Jeongsu_Kim · September 6, 2018, 10:07am

Hi guys,

I’m new to qiime2.

I’m handling with Miseq paired-end fastq data of 400 samples.

While I was running dada2, it took so long… so I chose to run “DADA2 workflow for Big Data (http://benjjneb.github.io/dada2/bigdata_paired.html)”

My question is that… how can I import final files which seem .rds files to qiime2 for downstream analyses?

Or is there any way to subsample with qiime2?

Thank you,
Sue

ebolyen · September 6, 2018, 5:26pm

Hey @Jeongsu_Kim,

I haven't looked in a little while, but the QIIME 2 DADA2 wrapper script does generally follow the per-sample denoising strategy in your link. The reason it's so terribly slow is that it's using a "universal" build which can't make as much use of your specific CPU architecture as a compiled version can.

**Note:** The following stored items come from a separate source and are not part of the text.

PR #9273, opened 2023-10-19
Fix UTO NPE with missing partitions and/or replicas

### LINKED ISSUE #9262: [Bug]: TopicOperator doesn't work with KRaft flags
### Bug Description

I have a cluster with a Zookeeper that works properly. The moment I enable the featureGates required for using KRaft (+UseKRaft,+KafkaNodePools,+UnidirectionalTopicOperator) the topic operator stops working. I've not added any annotations to the Kafka resource nor added any Kafka node pools. Just enabled the feature flags.

The topic operator is in Running state and does not fail its liveness or readiness probe. However, it does not work and logs constantly the same Unexpected Exception error:
```
java.lang.NullPointerException: Cannot invoke "java.lang.Integer.intValue()" because "requested" is null   
```

The only config added for the topicOperator in the Kafka resource is the following:
```
    topicOperator:
      jvmOptions:
        -Xms: 128m
        -Xmx: 128m
      resources:
        limits:
          memory: 600Mi
        requests:
          cpu: 100m
          memory: 600Mi
```

### Expected behavior

Is there any required modification to the Kafka resource in order to be able to enable the feature gates? The intention here is to utilize the new feature of having multiple clusters one with Zookeeper and one with KRaft. Currently just enabling the feature gate, stops the TopicOperator of the Zookeeper cluster of working properly.

### Strimzi version

0.38.0

### Kubernetes version

1.27.4

### Installation method

Helm

### Infrastructure

GKE

image

### Additional context

_No response_

fvaleri:
If you create or update a KafaTopic without partitions and/or replicas, the operator fails with a NPE. In all these cases, the operator should apply the default cluster values. Note that empty spec (spec: {}) can be reconciled, but it is different from missing spec, which should not be reconciled. We also need to match the BTO behavior here. In the future we will make the spec required at the schema level.

This should fix #9262.

### DIFF
--- a/topic-operator/src/main/java/io/strimzi/operator/topic/v2/BatchingTopicController.java
+++ b/topic-operator/src/main/java/io/strimzi/operator/topic/v2/BatchingTopicController.java
@@ -299,9 +299,15 @@ public class BatchingTopicController {
     }
 
     private static NewTopic buildNewTopic(KafkaTopic kt, String topicName) {
-        int partitions = kt.getSpec().getPartitions() != null ? kt.getSpec().getPartitions() : BROKER_DEFAULT;
-        short replicas = kt.getSpec().getReplicas() != null ? kt.getSpec().getReplicas().shortValue() : BROKER_DEFAULT;
-        return new NewTopic(topicName, partitions, replicas).configs(buildConfigsMap(kt));
+        return new NewTopic(topicName, partitions(kt), replicas(kt)).configs(buildConfigsMap(kt));
+    }
+
+    private static int partitions(KafkaTopic kt) {
+        return kt.getSpec().getPartitions() != null ? kt.getSpec().getPartitions() : BROKER_DEFAULT;
+    }
+
+    private static short replicas(KafkaTopic kt) {
+        return kt.getSpec().getReplicas() != null ? kt.getSpec().getReplicas().shortValue() : BROKER_DEFAULT;
     }
 
     private static Map<String, String> buildConfigsMap(KafkaTopic kt) {
@@ -436,8 +442,7 @@ public class BatchingTopicController {
         addOrRemoveFinalizer(useFinalizer, unmanaged).forEach(rt -> putResult(results, rt, Either.ofRight(null)));
 
         // skip reconciliation of paused KafkaTopics
-        var partitionedByPaused = validateManagedTopics(partitionedByManaged).stream()
-            .filter(skipKafkaTopicsWithMissingSpec())
+        var partitionedByPaused = validateManagedTopics(partitionedByManaged).stream().filter(hasTopicSpec)
             .collect(Collectors.partitioningBy(reconcilableTopic -> isPaused(reconcilableTopic.kt())));
         partitionedByPaused.get(true).forEach(reconcilableTopic -> putResult(results, reconcilableTopic, Either.ofRight(null)));
 
@@ -465,15 +470,13 @@ public class BatchingTopicController {
         LOGGER.traceOp("Total time reconciling batch of {} KafkaTopics: {}ns", results.size(), System.nanoTime() - t3);
     }
 
-    private static Predicate<ReconcilableTopic> skipKafkaTopicsWithMissingSpec() {
-        return reconcilableTopic -> {
-            var hasSpec = reconcilableTopic.kt().getSpec() != null;
-            if (!hasSpec) {
-                LOGGER.warnCr(reconcilableTopic.reconciliation(), "Topic has no spec.");
-            }
-            return hasSpec;
-        };
-    }
+    private Predicate<ReconcilableTopic> hasTopicSpec = reconcilableTopic -> {
+        var hasSpec = reconcilableTopic.kt().getSpec() != null;
+        if (!hasSpec) {
+            LOGGER.warnCr(reconcilableTopic.reconciliation(), "Topic has no spec.");
+        }
+        return hasSpec;
+    };
 
     private List<ReconcilableTopic> validateManagedTopics(Map<Boolean, List<ReconcilableTopic>> partitionedByManaged) {
         var mayNeedUpdate = partitionedByManaged.get(true).stream().filter(reconcilableTopic -> {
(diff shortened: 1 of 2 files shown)


scholzj (approved):
LGTM if it works for @tombentley

topic-operator/src/main/java/io/strimzi/operator/topic/v2/BatchingTopicController.java
```diff
@@ -438,6 +437,7 @@ private void updateInternal(List<ReconcilableTopic> topics) {
 
         // skip reconciliation of paused KafkaTopics
         var partitionedByPaused = validateManagedTopics(partitionedByManaged).stream()
+            .filter(skipKafkaTopicsWithMissingSpec())
```
tombentley, line 440: Rather than a method that returns a Predicate, just make a method that _is_ the predicate and use a method reference.

But is this behaviour really right? Should we ignore these resources, or reject them with an error in the `status`

topic-operator/src/main/java/io/strimzi/operator/topic/v2/BatchingTopicController.java
```diff
@@ -545,7 +558,8 @@ private void accumulateResults(Map<ReconcilableTopic, Either<TopicOperatorExcept
         var apparentlyDifferentRf = currentStatesOrError.ok().filter(pair -> {
             var reconcilableTopic = pair.getKey();
             var currentState = pair.getValue();
-            return currentState.uniqueReplicationFactor() != reconcilableTopic.kt().getSpec().getReplicas();
+            return reconcilableTopic.kt().getSpec().getReplicas() != null
+                && currentState.uniqueReplicationFactor() != reconcilableTopic.kt().getSpec().getReplicas();
```
tombentley, line 562: I'm not sure this is right. If the `spec.rf` is missing it means "broker default". That has a value even if it's not explicit. And so the actual number of replicas can differ from that.

topic-operator/src/main/java/io/strimzi/operator/topic/v2/BatchingTopicController.java
```diff
@@ -554,7 +568,9 @@ private void accumulateResults(Map<ReconcilableTopic, Either<TopicOperatorExcept
         });
         actuallyDifferentRf.ok().forEach(pair -> {
             var reconcilableTopic = pair.getKey();
-            var partitions = pair.getValue().partitionsWithDifferentRfThan(reconcilableTopic.kt().getSpec().getReplicas());
+            var specPartitions = reconcilableTopic.kt().getSpec().getPartitions() != null
+                ? reconcilableTopic.kt().getSpec().getPartitions() : BROKER_DEFAULT;
```
tombentley, line 572: This duplicate the expression on line 302. Can we factor out a method for it?

topic-operator/src/test/java/io/strimzi/operator/topic/v2/TopicControllerIT.java
```diff
@@ -96,7 +97,7 @@ class TopicControllerIT {
 
     private static final Logger LOGGER = LogManager.getLogger(TopicControllerIT.class);
     public static final Map<String, String> SELECTOR = Map.of("foo", "FOO", "bar", "BAR");
-    private static final String NAMESPACE = "ns";
+    private static final String NAMESPACE = "test-" + UUID.randomUUID();
```
tombentley, line 100: Why was this necessary?

topic-operator/src/test/java/io/strimzi/operator/topic/v2/TopicControllerIT.java
```diff
@@ -514,24 +533,6 @@ public void shouldCreateTopicInKafkaWhenManagedTopicCreatedInKube(KafkaTopic kt,
         createTopicAndAssertSuccess(kafkaCluster, kt);
     }
 
-    @Test
-    public void shouldCreateTopicInKafkaWhenKafkaTopicHasNoSpec(
```
tombentley, line 518: So we're changing a tested behavior. Are we _sure_ this isn't going to be a regression?

tombentley (commented):
Thanks @fvaleri!

topic-operator/src/main/java/io/strimzi/operator/topic/v2/BatchingTopicController.java
fvaleri: > Rather than a method that returns a Predicate, just make a method that is the predicate and use a method reference.

Ok. Thanks.

> But is this behaviour really right? Should we ignore these resources, or reject them with an error in the status

I thought about this. My change here is to exactly match what we have in BTO. There we only raise a warning in logs, without updating the status. In a future major release, we plan to make the spec a required field by changing the schema.

I'm in favor of updating the spec, but I would prefer to do it on a dedicated PR. In the meantime, I can log it as enhancement. Wdyt?

topic-operator/src/main/java/io/strimzi/operator/topic/v2/BatchingTopicController.java
fvaleri: Sure.

topic-operator/src/test/java/io/strimzi/operator/topic/v2/TopicControllerIT.java
fvaleri: This is just to minimize the risk of using an existing test namespace on the test cluster. Additionally, in case of test termination, you can run the suite again and delete the old namespace in parallel.

topic-operator/src/test/java/io/strimzi/operator/topic/v2/TopicControllerIT.java
fvaleri: Sure it is, but we are in alpha stage with very few users, so I guess this is fine. Also see my previous answer related to that.

topic-operator/src/main/java/io/strimzi/operator/topic/v2/BatchingTopicController.java
fvaleri: Let me check this one. Thanks.

topic-operator/src/test/java/io/strimzi/operator/topic/v2/TopicControllerIT.java
tombentley: The problem is you can end up not knowing what namespace it's using. It's annoying if you find you've got lots of `test-...` namespaces in your cluster and you don't know which was the one used for the test that just failed. But :man_shrugging: if you really want this

tombentley (approved):

topic-operator/src/test/java/io/strimzi/operator/topic/v2/TopicControllerIT.java
fvaleri: > It's annoying if you find you've got lots of test-... namespaces in your cluster and you don't know which was the one used

Yes, haven't thought about that. Will change to "uto-test".

ppatierno (approved):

As far as importing what you have, you won't be able to use .rds files as those aren't really a file format so much as memory dump.

But you should be able to load them and then write a fasta file and roughly compatible OTU table.

This tutorial:

by @ChristianEdwardson has some step-by-step instructions.

Jeongsu_Kim · September 10, 2018, 10:31am

Thank you for your answer.

I will try the tutorial you suggested but I also wonder if there is a tutorial for subsampling using QIIME2?

ebolyen · September 11, 2018, 5:05pm

We don't have any good tooling for subsampling/partitioning raw reads (although we really should).

system · October 12, 2018, 11:10pm

This topic was automatically closed 31 days after the last reply. New replies are no longer allowed.